- Problem -
Only the lines from the beginning of the data below through the line that contains "breakage i'd miss." should be repeated, exactly as written.

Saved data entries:
PR #265, opened 2023-01-12
Update tedious package

DrKittens:
Latest version resolves a critical bug around xml dom.

Ref: https://github.com/advisories/GHSA-crh6-fp67-6883

Currently still testing impacts of this major version change but it hasnt broken my MariaDB connection for the app or SSJS so far. 

*Testing on RHEL9 **NOT WINDOWS** so could be OS specific breakage i'd miss.

This is probably low-priority for the project as i dont think we do anything with untrusted XML.

### DIFF
--- a/squad-server/package.json
+++ b/squad-server/package.json
@@ -17,7 +17,7 @@
     "sequelize": "^6.3.5",
     "socket.io": "^3.1.2",
     "sqlite3": "^5.0.0",
-    "tedious": "^9.2.1",
+    "tedious": "^15.1.2",
     "tinygradient": "^1.1.2"
   },
   "exports": {


werewolfboy13 (changes requested):
Needs more testing before PR can be pushed as this is a major version bump.

ect0s:
I think our dependence on Tedious is due to Sequelize, and its an optional dependency there if I'm reading yarn info correctly. 

@werewolfboy13 I know you may hesitate, but this should a low impact.

werewolfboy13:
> I think our dependence on Tedious is due to Sequelize, and its an optional dependency there if I'm reading yarn info correctly.
> 
> @werewolfboy13 I know you may hesitate, but this should a low impact.

I just want nothing to break, if it's optional should be fine. I'll push this on my internal tools and see what happens. This will occur in a couple days or so.

werewolfboy13 (approved):

ect0s (approved):

Issue #249, opened 2022-07-11
Possible Memory Leak 


mattjons0n:
### Description of Issue
Bot fails at doing any task over Rcon due to potential Memory leak

Error:  (node:3891673) MaxListenersExceededWarning: Possible EventEmitter memory leak detected. 11 error listeners added to [Socket]. Use emitter.setMaxListeners() to increase limitError:  (Use `node --trace-warnings ...` to show where the warning was created)[LogParser][1] Lines parsed per minute: 807 lines per minute | Matching lines per minute: 186 matching lines per minute | Average matching latency: 1255.1290322580646ms

Output after above error:
[RCON][1] Unknown packet type 16777231 in: { size: 256, id: -1946157056, type: 16777231, body: '\x00\x00\x00\x00\x00\x00\x00----- Active Players -----\nID: 71 | SteamID: 76561199086558645 | Name: (   ÍœÍžÊ– ) | Team ID: 1 | Squad ID: 4 | Is Leader: False | Role: USA_Rifleman_03\nID: 75 | SteamID: 76561199259877501 | Name: 2945183**9 | Team ID: 1 | Squad ID: 4 | I' }

After above Unknown packet type output, no more Rcon log type 1 with player information is shown and below is looped.

[RCON][2] Writing packet with type "2" and body "ListPlayers".
[SquadServer][1] Updated A2S information.
[SquadServer][1] Updating player list...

- The completed task -
PR #265, opened 2023-01-12
Update tedious package

DrKittens:
Latest version resolves a critical bug around xml dom.

Ref: https://github.com/advisories/GHSA-crh6-fp67-6883

Currently still testing impacts of this major version change but it hasnt broken my MariaDB connection for the app or SSJS so far. 

*Testing on RHEL9 **NOT WINDOWS** so could be OS specific breakage i'd miss.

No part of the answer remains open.